This doctrine was characterized as the "odd-lot" doctrine in the English case of Cardiff Corporation v. Hall, 1 K.B. 1009, 1020 (1911):

"`[T]here are cases in which the onus of shewing that suitable work can in fact be obtained does fall upon the employer who claims that the incapacity of the workman is only partial. If the accident has left the workman so injured that he is incapable of becoming an ordinary workman of average capacity in any well known branch of the labor marketif in other words the capacities for work left to him fit him only for special uses and do not, so to speak, make his powers of labour a merchantable article in some of the well known lines of the labour market, I think it is incumbent upon the employer to shew that such special employment can in fact be obtained by him.

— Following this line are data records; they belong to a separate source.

PR #510, opened 2024-01-15
Make pytest use one process for CI

glatterf42:
Using pytest-xdist is most likely causing flakiness in our test suite because some tests seem to write/read from processes they should not care about, leading to the common error messages listed below. While we ideally want to implement a more sustainable fix soon (e.g., making the [names of the scenarios/processes unique](https://github.com/iiasa/message_ix/pull/765#issuecomment-1851995857)), we don't want to spend a lot of time rerunning flaky tests manually in the meantime. So this PR makes pytest use just one process as a mitigation suggested by @khaeru.

<details>

<summary> Common error messages </summary>

```bash
FAILED ixmp/tests/test_tutorials.py::test_py_transport - nbclient.exceptions.CellExecutionError: An error occurred while executing the following cell:
------------------
# launch the ix modeling platform using the default back end
mp = ixmp.Platform()

# The following lines have the same effect:
# mp = ixmp.Platform(name='local')  # Default local database
# mp = ixmp.Platform(name='default')  # Default database -> 'local'
------------------


---------------------------------------------------------------------------
Exception                                 Traceback (most recent call last)
File Platform.java:110, in at.ac.iiasa.ixmp.Platform.<init>()

File Platform.java:163, in at.ac.iiasa.ixmp.Platform.initPlatform()

File DbDAO.java:238, in at.ac.iiasa.ixmp.database.DbDAO.create()

File DbDAO.java:318, in at.ac.iiasa.ixmp.database.DbDAO.updateSchemaIfNecessary()

File Flyway.java:910, in org.flywaydb.core.Flyway.migrate()

File Flyway.java:1238, in org.flywaydb.core.Flyway.execute()

File Flyway.java:910, in org.flywaydb.core.Flyway$1.execute()

File Flyway.java:918, in org.flywaydb.core.Flyway$1.execute()

File Flyway.java:78, in org.flywaydb.core.Flyway.access$100()

File Flyway.java:1037, in org.flywaydb.core.Flyway.doValidate()

Exception: Java Exception

The above exception was the direct cause of the following exception:

org.flywaydb.core.api.FlywayException     Traceback (most recent call last)
File ~/hostedtoolcache/Python/3.8.18/x64/lib/python3.8/site-packages/ixmp/backend/jdbc.py:297, in JDBCBackend.__init__(self, jvmargs, **kwargs)
    296 try:
--> 297     self.jobj = java.Platform("Python", properties)
    298 except java.NoClassDefFoundError as e:  # pragma: no cover

[...]

Issue #489, opened 2023-08-01
Handling flaky tests


glatterf42:
For roughly the past month, I have collected data on flaky CI tests. The initial idea was to mark them as [flaky](https://github.com/box/flaky), but as per [pytest's docs on flaky tests](https://docs.pytest.org/en/stable/explanation/flaky.html), that should never be a long-term solution. Instead, tests should be (randomly) re-ordered, re-written for more atomic assertions, or split up into different groups to find the root cause of the flaky behavior and eliminate it. We will have to see when time permits this. For now, we could mark them as flaky to save us from re-running them manually. 
Here are the flaky tests of this repository I gathered so far:

# Flaky tests

## Auxiliary

Some error message are common and so long that they would render the table even more complex than it already is. They are included here and referenced by their names in the table below.

### Notebook cell timeout reticulate {#notebook-cell-timeout-reticulate}
```python
nbclient.exceptions.CellTimeoutError: A cell timed out while it was being executed, after 10 seconds.
The message was: Cell execution timed out.
Here is a preview of the cell contents:
-------------------
# Load reticulate, used to access the Python API from R
library(reticulate)

# Import ixmp and message_ix, just as in Python
ixmp <- import("ixmp")
-------------------
```

### Notebook cell timeout import packages {#notebook-cell-timeout-import-packages}
```python
nbclient.exceptions.CellTimeoutError: A cell timed out while it was being executed, after 10 seconds.
The message was: Cell execution timed out.
Here is a preview of the cell contents:
-------------------
# load required packages
import pandas as pd
import ixmp
-------------------
```

### Notebook cell timeout platform {#notebook-cell-timeout-platform}
```python
nbclient.exceptions.CellTimeoutError: A cell timed out while it was being executed, after 10 seconds.
The message was: Cell execution timed out.
Here is a preview of the cell contents:
-------------------
# launch the ix modeling platform using the local default database
mp <- ixmp$Platform()
-------------------
```

### Runtime error DB connection {#runtime-error-db-connection}
```python
RuntimeError: unhandled Java exception: 
[...]

PR #521, opened 2024-03-12
Make tests robust & independent

### LINKED ISSUE #512: Address tests that are flaky with pytest-xdist
As mentioned in https://github.com/iiasa/ixmp/pull/510, pytest-xdist allows us to run tests on multiple tasks simultaneously, decreasing our run time. However, some tests show flaky behaviour since they attempt to read/write from processes they don't belong to. https://github.com/iiasa/message_ix/pull/765#issuecomment-1851995857 mentions a method with which to resolve this flakiness and successfully implements it on several tests in that repo. We should add the same/similar fixes here and then revert the mitigation added in https://github.com/iiasa/ixmp/pull/510.

glatterf42:
Closes #512. 

Analogous to https://github.com/iiasa/message_ix/pull/784, this PR aims at making the ixmp tests less flaky. For now, this is largely done by giving `Scenario`s and `Platform`s test-specific names.

This PR reverts the mitigation from #510. If all goes surprisingly well, this won't be a problem. Either way, it should not be a problem in the end if the intended changes are complete.

## How to review

- Read the diff and note that the CI checks all pass, ideally without manual re-runs.

## PR checklist

- ~[ ] Add, expand, or update documentation.~ Just CI tests
- ~[ ] Update release notes.~ Just CI tests


glatterf42:
Some notes here:

- [ ] I've grouped the tutorial tests so that they run on the same worker. This seems like a cheat considering we want to use xdist, but the `*_scenario` tutorials seem to rely on the `*` tutorials running first. However, this grouping might not solve the issue of these required tutorials failing in the first place.
- [ ] I don't understand why `test_export_timeseries_data` is failing. It almost seems like occasionally, `test_mp.export_timeseries_data()` doesn't find the data it's supposed to export. Is this test relying on other tests filling the fixture `test_mp` with data?
- [ ] We should still search the tests for `FLAKY` markers and see if we can resolve more of them.

glatterf42:
The fixes in `test_integration` seem to work locally, but I'm not sure they are optimal yet. They seem to hardcode how many rows in the `scenario` column of the expected dfs need to be changed. I'm not sure we want to do that, but maybe it's okay to expect these particular tests to yield the same results.

glatterf42:
On my system and on the windows-py3.12 platform here, there is this test failure in `test_base.py`: 
```python
FAILED ixmp/tests/backend/test_base.py::TestCachingBackend::test_del_ts - AssertionError: assert 0 == 1
E       AssertionError: assert 0 == 1
E        +  where 1 = len({(133743699349232, 'par', 'd'):            i         j  value unit\n0    seattle  new-york    2.5   km\n1    seattle   c...a    1.8   km\n3  san-diego  new-york    2.5   km\n4  san-diego   chicago    1.8   km\n5  san-diego    topeka    1.4   km})
E        +    where {(133743699349232, 'par', 'd'):            i         j  value unit\n0    seattle  new-york    2.5   km\n1    seattle   c...a    1.8   km\n3  san-diego  new-york    2.5   km\n4  san-diego   chicago    1.8   km\n5  san-diego    topeka    1.4   km} = <ixmp.backend.jdbc.JDBCBackend object at 0x79a3a1141520>._cache

ixmp/tests/backend/test_base.py:161: AssertionError
```
In other words, [these lines](https://github.com/glatterf42/ixmp/blob/main/ixmp/tests/backend/test_base.py#L151-L158) don't seem to garbage collect the cached value correctly. This seems related to #463 and #504, and the issue is resolved by running `s.__del__()` for all python versions. @khaeru, if there's no specific reason to use `del s`, I'd just switch to `s.__del__()`.

khaeru:
> @khaeru, if there's no specific reason to use `del s`, I'd just switch to `s.__del__()`.

We can answer this by first thinking about the intended behaviour of the subject/tested code:
- At the end of a scope where a Scenario object (like `s`) is used, its reference count should decrease, maybe to zero.
- This should result in Python's internal garbage collector choosing to call `Scenario.__del__` (https://docs.python.org/3/reference/datamodel.html#object.__del__ —see the "Note:" in the grey box.)
- That, in turn will free up memory in the Java/JDBC backend.
- In other words, it's not intended that the user should call *either* `del s` or `s.__del__()` manually; rather, whenever they give up all references to the Scenario, the clean-up will happen.

The reason `del s` appears in the test function is to trigger Python's GC earlier, *before* the end of the test function, so that the following assertion can be made about the post clean-up state.

The comment points out that in certain cases, the intended behaviour doesn't work (we haven't diagnosed why). So `s.__del__()` forces the GC to occur and the test to pass. But because it is forced, the test is no longer checking that it will happen autonomously. We might expect that *garbage collection does not work at all* for a user with that combination of JPype and Python.

So to extend: if `s.__del__()` were called in the test in every case, then we no longer will test that Python's built-in reference-counting/GC can or will trigger `Scenario.__del__`—including with the up-to-date Python, JPype, and pandas you mention—and can't claim that this feature is working.

glatterf42:
Thanks for the explanation, so I'll revert/drop that commit and try to figure out how `del s` can call `Scenario.__del__` again.

One other note: I've searched for other `flaky` markers and think I resolved another one, but there's one for [test_jvm_warn](https://github.com/glatterf42/ixmp/blob/bf5d645d8ca82a599d17a52c45a75aa0d08b882e/ixmp/tests/backend/test_jdbc.py#L23-L29) where I don't know what to do. The original flaky error is described in https://github.com/iiasa/ixmp/issues/489 and it just seems that this test sometimes occurs simultaneously as another test reading a big file, which results in a warning. Maybe we can suppress this specific warning, but I'm not sure what else we could do.

glatterf42:
I'm not sure I completely agree with your analysis. The flaky function is called `test_del_ts` and its docstring is `"""Test CachingBackend.del_ts().""". However, we don't explicitly call `CachingBackend.del_ts()` in the test at the moment. 
`del_ts` is a guaranteed part of [`Scenario.__del__`](https://github.com/glatterf42/ixmp/blob/791a87c50556bbfe921c3cab495a80526d1dec38/ixmp/core/timeseries.py#L110-L115), but as the Note box in the docs you linked above points out: 

> `del x` doesn’t directly call `x.__del__()` — the former decrements the reference count for `x` by one, and the latter is only called when `x`’s reference count reaches zero.

In particular, the docs also say:

> CPython implementation detail: It is possible for a reference cycle to prevent the reference count of an object from going to zero. In this case, the cycle will be later detected and deleted by the [cyclic garbage collector](https://docs.python.org/3/glossary.html#term-garbage-collection). A common cause of reference cycles is when an exception has been caught in a local variable. The frame’s locals then reference the exception, which references its own traceback, which references the locals of all frames caught in the traceback.

> Due to the precarious circumstances under which [__del__()](https://docs.python.org/3/reference/datamodel.html#object.__del__) methods are invoked, exceptions that occur during their execution are ignored, and a warning is printed to sys.stderr instead.

So the current flaky behaviour we see only reflects exactly that: `del s` doesn't always call `Scenario.__del__`. With that, I'm wondering: should it? And do we want to test it here? 
Especially to the latter, the answer seems to be "No" to me. With this test, according to its name and docstring, we only want to ensure that `CachingBackend.del_ts` works as intended, which it does (locally at least, the flakiness is resolved by always calling `backend.del_ts(s)` explicitly).

I realize that this theoretically leaves part of our code untested, the part where we call `Scenario.__del__`. In practice, however, I expect this finalizer to be called multiple times, e.g. as part of this very function (just for a limited number of python versions). 

In addition, the note that "all exceptions during the execution of __del__() methods are ignored" makes me wonder if we even need the try-clause in our `Scenario.__del__`. Apparently, these exceptions would only result in warnings anyway. Or was it a conscious choice to suppress these warnings?

`

glatterf42:
I'm not sure why `build` couldn't be installed for macos-py3.8, but I don't think that's on us. The error in windows-py3.12 is indeed still flaky and appears to be almost exactly the same as the one above: the test calls `del s` for a number of `Scenario`s, but maybe calling `del_ts` explicitly would be more accurate.

glatterf42:
The tests seem to be doing okay this time around, but I'm not sure we want to keep the solution. In essence, the problem was that the `JDBCBackend` has a `.jindex` attribute, which is a `WeakKeyDictionary`. This means that keys will be discarded automatically once no strong reference to the keys exists at runtime. But when trying to simply call `backend.del_ts()` in the `test_jdbc::test_del_ts`, this didn't always work. My guess is that just as before, a strong reference to some key could be stored as part of a reference cycle. That way, `del s` will not lead to `s.__del__()` being called (which would call `backend.del_ts()`), but calling `backend.del_ts()` is still not enough since we rely on all strong references vanishing to adapt `backend.jindex` and we check that `len(backend.jindex)` changes in our tests. 
So I've now adapted `backend.del_ts` to remove the `ts` from `jindex` after garbage collection to make sure it vanishes, even if a strong reference still exists in some reference cycle. However, this would of course remove `ts` from `jindex` irrespective of the reason a strong reference still exists.

khaeru:
> However, this would of course remove `ts` from `jindex` irrespective of the reason a strong reference still exists.

Hm—in theory, backend.del_ts is not going to get called unless (a) there are no strong references anywhere, so TimeSeries.\_\_del__ is triggered, or (b) the user calls it explicitly.

(But since .jindex is WeakKeyDictionary, the presence (or absence) of `ts` as a key in that should not be making any difference, right? Or maybe I have not fully thought through the implications of keys vs. values vs. both being weak in such collections. If the *key* has some dangling strong ref, then that prevents its removal from the dict and thus the *value* (the JPype/Java/ixmp_source object) also continues to sit there.)

In any case I think this is a safe change to make. Unless the user does (b), this is not going to throw away objects they are still using. I would put the added line in the reverse order, though:
```python
self.jindex.pop(ts, None)
self.gc()
```

khaeru:
Working on #524, I noticed that the Jupyter notebook tests of macos-latest-py3.12 failed several times before eventually passing. They also failed on [the first run on `main`](https://github.com/iiasa/ixmp/actions/runs/8469679494/job/23205559847#step:11:4666) after merging the PR.

glatterf42:
This PR was superseded (and the work started here completed) in #543.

If I might be allowed to use such an undignified phrase, I should say that if the accident leaves the workman's labour in the position of an "odd lot" in the labour market, the employer must shew that a customer can be found who will take it....'" Larson, supra, sec. 57.51, pp. 10-119.

This concept was approved for New York State in an opinion written by Judge Benjamin N. Cardozo, Jordan v. Decorative Co., 230 N.Y. 522, 130 N.E. 634 (1921):

*495 "He [the plaintiff] was an unskilled or common laborer. He coupled his request for employment with notice that the labor must be light. The applicant imposing such conditions is quickly put aside for more versatile competitors. Business has little patience with the suitor for ease and favor. He is the `odd lot' man ... the `nondescript in the labor market'.... Work, if he gets it, is likely to be casual and intermittent.... Rebuff, if suffered, might reasonably be ascribed to the narrow opportunities that await the sick and halt." (at 525-26)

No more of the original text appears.